Every line from the line containing "My block stands, because" through the final line below is to be repeated exactly; no other line is.

(Data records)
========
PR #4770, opened 2026-08-20
fix(utils): harden trusted-home dotenv provenance

Yeachan-Heo:
## What

Maintainer replacement for #4763, which fixes trusted-home provenance when project dotenv files declare the authoritative home variable and when Windows environment names differ only by case.

The contributor branch is not being modified; this replacement carries the fix and adds the required Windows regression/affected-path routing requested by review.

## Testing

- `bun test packages/utils/test/env.test.ts`: 44 passed on Linux
- Windows-only regression added for lowercase/mixed-case `USERPROFILE`, `GJC_CODING_AGENT_DIR`, and provider credential provenance
- Windows affected-path predicate now requires the Windows regression job for `packages/utils/src/{dirs,env}.ts` and `packages/utils/test/env.test.ts`

Exact head: `b105f3ad14d76e3bc9fa390937a305032b67ccb6`
Exact base: `88ff56b3a6e8f1e32c343dacc402151edfc982ee`
Diff digest: `sha256:734004aa3709ee821908033e0839355720e602bce59e7704b47fccf46d183113`
Supersedes: #4763.

## GJC verdict

```text
gajae.pr-review-verdict.v1 merge-blocked sha256:59651d9cafdeed2cad081943736d3bdfad556cd48d18bcb2ed022550583c9e61 reviewer:human reviewer-id:probepark evidence:exact-head-b105f3ad-macos-fix-correct-but-windows-test-asserts-case-folding-absent-from-this-diff-and-is-routed-to-required-lane
```

No release, tag, or publish.


probepark (changes requested):
First review at exact head `b105f3ad` — **merge blocked**. The production change is correct; the test added alongside it asserts behavior this PR does not implement, and is routed to a required lane.

Disclosure up front: this overlaps two of my own open PRs. I am stating that factually because it changes what the right action is, not to claim ground.

### the macOS fix here is byte-identical to #4763

```
git diff 774f1838 b105f3ad -- packages/utils/src/dirs.ts packages/utils/CHANGELOG.md
```

produces **no output**. The `independentAccountHome` guard at `dirs.ts:293` and the root-sentinel fallback at `:297` are the same change, same changelog wording. Same conclusion independently reached, which is reassuring about the diagnosis — Bun resolves `os.userInfo().homedir` from `$HOME` on macOS, so the rejected project-declared home came back as its own justification.

Whichever lands first, the other needs a dedup rather than a rebase-with-conflict. No objection to this one being it.

### major — the Windows test cannot pass on this diff

`test/env.test.ts:239-265` asserts:

```js
if ($credentialEnv("AWS_ACCESS_KEY_ID") !== undefined) throw new Error("lowercase provider key bypassed provenance filtering");
```

against a project `.env` declaring `aws_access_key_id: project-key`.

For that to hold, the provenance lookup has to find a lowercase-declared key under its uppercase spelling. It cannot here: `env.ts` reads `projectEnv["AWS_ACCESS_KEY_ID"]` while the snapshot stores `aws_access_key_id`, and this PR contains **zero** occurrences of any case-folding helper:

```
grep -c canonicalEnvKey  b105f3ad:packages/utils/src/dirs.ts  -> 0
grep -c canonicalEnvKey  b105f3ad:packages/utils/src/env.ts   -> 0
```

So on Windows the guard does not see the declaration, `$credentialEnv` returns the project value, and the test throws. And `scripts/ci-dev-affected.ts:431-433` routes these paths to the **required** windows-latest job, so this lands as a red required check rather than a latent gap.

A test that asserts an unimplemented behavior on a required lane is worse than no test: it blocks the lane while looking like coverage.

### the production fix it needs already exists

#4766 carries exactly the missing piece — `canonicalEnvKey()` folding on `win32` only, applied at snapshot construction and every lookup in both `dirs.ts` (5 sites) and `env.ts` (8 sites). Two clean resolutions:

- **Take #4766** and drop the Windows test from here. #4766 is stacked on the same macOS patch, so this PR's `dirs.ts` hunk is already in it, and it carries the POSIX guard described below.
- **Or add the folding here**, in which case #4766 should close.

I have no preference about which PR number wins. I do care that the test and the production change land together.

### minor — the test sets up two attacks it never checks

`:246-248` declares `userprofile: $ATTACKER_HOME` and `gjc_coding_agent_dir: $ATTACKER_AGENT`, but the script only asserts on `AWS_ACCESS_KEY_ID`. The resolved trusted home and agent directory are never inspected, so the two path boundaries the test is named for are staged and then unverified. Assert `getTrustedHomeDir()` and `getAgentDir()` do not resolve under the attacker paths.

### also missing — the POSIX direction

Whichever PR carries the folding needs a test that fails if the fold is applied unconditionally. On POSIX, `home` and `HOME` are genuinely different variables; folding everywhere would treat a lowercase `home=` as declaring `HOME` and drop the trusted home's credentials on **every POSIX host**. That is the real risk of this change and it is currently unpinned here. #4766 has that test (44 pass, and 43/1 with the `win32` gate removed).

### what is correct as written

POSIX case-sensitivity is preserved, because no folding was added. The macOS path now fails closed: an ambiguous home with no independent evidence resolves to the root sentinel, which marks user state unavailable and keeps credential resolution fail-closed. The existing hostile-HOME regression pins that direction.

<sub>Reviewed by @probepark — method: diffed this PR's `dirs.ts` and changelog directly against my own open PR to establish duplication rather than assert it, counted the folding helper in both this head and #4766, then traced the asserted lookup through `env.ts` to determine whether the added Windows test can pass on this diff. Tests not executed.</sub>

gajae.pr-review-verdict.v1 merge-blocked sha256:59651d9cafdeed2cad081943736d3bdfad556cd48d18bcb2ed022550583c9e61 reviewer:human reviewer-id:probepark evidence:exact-head-b105f3ad-macos-fix-correct-but-windows-test-asserts-case-folding-absent-from-this-diff-and-is-routed-to-required-lane

snowykr (changes requested):
## Verdict

**CHANGES_REQUESTED**

## Summary

The macOS fallback moves in the right fail-closed direction, but the promised Windows case-insensitive dotenv provenance protection is not implemented across the security boundaries. A lowercase project `.env` key can still be consumed through its uppercase Windows environment alias, allowing checkout-controlled credentials and trusted-directory inputs to bypass provenance filtering.

1. **[P1] Normalize Windows dotenv provenance keys at every security boundary.**  
   `packages/utils/src/env.ts:81-91,169-173` and `packages/utils/src/dirs.ts:212-214,280-285` use exact-case lookups into dotenv snapshots/records. Windows environment names are case-insensitive, while parsed dotenv keys preserve their source casing. Consequently, `aws_access_key_id`, `userprofile`, and `gjc_coding_agent_dir` declared by a project can evade checks when production reads `AWS_ACCESS_KEY_ID`, `USERPROFILE`, and the agent override. This permits a project-controlled credential to reach `$credentialEnv()` and can trust redirected home/agent state. Canonicalize dotenv snapshot/dynamic keys and all corresponding provenance lookups on `win32` (or use one shared case-insensitive accessor), while preserving POSIX case sensitivity. Extend the regression to assert rejected home and agent-directory redirection, not only the provider credential.

2. **[P1] Execute the Windows-only regression in the Windows CI path.**  
   `scripts/ci-dev-affected.ts:431-433` routes the changed utils paths to `windows-dev-doctor`, but the corresponding Windows workflow does not run `packages/utils/test/env.test.ts`. Since the new test returns early outside Windows (`packages/utils/test/env.test.ts:240`), the added case-insensitivity regression is not executed by CI. Add a narrow Windows invocation for `bun test ./packages/utils/test/env.test.ts` (or an equivalent required job) to that affected path.

3. **[P2] Cover the trusted-directory attack paths the test declares.**  
   `packages/utils/test/env.test.ts:247-254` supplies lowercase `userprofile` and `gjc_coding_agent_dir` inputs but only asserts credential behavior. A future regression that accepts an attacker-owned home or agent directory would still pass. Add attacker-owned home/agent fixtures and assert that trusted resolution remains on the supplied account paths, or that credentials/endpoints from attacker-owned locations are not loaded.

## CI / Verification

- Reviewed the changed tests and the CI routing/workflow configuration at `b105f3ad14d76e3bc9fa390937a305032b67ccb6`.
- The added test is Windows-only, but the affected Windows route does not execute it.
- The observed GitHub checks included an exit-1 utils annotation without actionable source diagnostics; `needs-human` CI status was not treated as a finding.
- PR code was not executed as part of the verification axis.

## Axis Coverage

| Axis | Verdict | Coverage |
|---|---|---|
| A1. Intent / Policy / Contract | CHANGES_REQUESTED | Windows provenance contract is claimed but exact-case snapshot access violates it. |
| A2. Architecture / Correctness / Failure | CHANGES_REQUESTED | Trust-boundary data flow permits lowercase dotenv aliases to bypass filtering. |
| A3. Security / Privacy / Trust | CHANGES_REQUESTED | Checkout-controlled credentials and trusted-directory redirects can be accepted on Windows. |
| A4. Verification / Tests / CI | CHANGES_REQUESTED | The Windows-only regression is not executed by the routed Windows job; directory paths are unasserted. |
| A5. Context / Compatibility / Platform | CHANGES_REQUESTED | The implementation does not honor Windows case-insensitive environment semantics. |

## Limitations

This review is scoped to the reviewed head and the available GitHub CI artifacts. Five independent read-only review axes completed before this review was submitted; no PR code, tests, or CI jobs were run by the reviewers.

probepark:
Follow-up with something that changes the urgency here, not the verdict.

@Yeachan-Heo closed #4763 in favor of this PR. That was reasonable — the `dirs.ts` and changelog hunks are byte-identical. But it means **this PR is now the only carrier of a fix for a credential trust-boundary hole that is red on `dev` right now.**

Confirmed at `88ff56b3a` a few minutes ago, in a detached worktree:

```
packages/utils/test/env.test.ts
(fail) $credentialEnv > preserves inherited credentials when a hostile project HOME overlays the runtime HOME
42 pass / 1 fail
```

On macOS, credentials load from a checkout-controlled home. It has been red since `bec1867e` and survived two follow-up commits with the same title.

My block stands, because shipping a required-lane test that the diff cannot satisfy would trade one red check for another. But the fastest correct unblock is small:

**Drop the Windows test from this PR** — `packages/utils/test/env.test.ts:239-265` — **and the routing that schedules it**, `scripts/ci-dev-affected.ts:431-433`. What remains is exactly the reviewed, verified macOS fix, and it can land immediately, turning `dev` green on the credential boundary today.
========
Written answer →
My block stands, because shipping a required-lane test that the diff cannot satisfy would trade one red check for another. But the fastest correct unblock is small:

**Drop the Windows test from this PR** — `packages/utils/test/env.test.ts:239-265` — **and the routing that schedules it**, `scripts/ci-dev-affected.ts:431-433`. What remains is exactly the reviewed, verified macOS fix, and it can land immediately, turning `dev` green on the credential boundary today.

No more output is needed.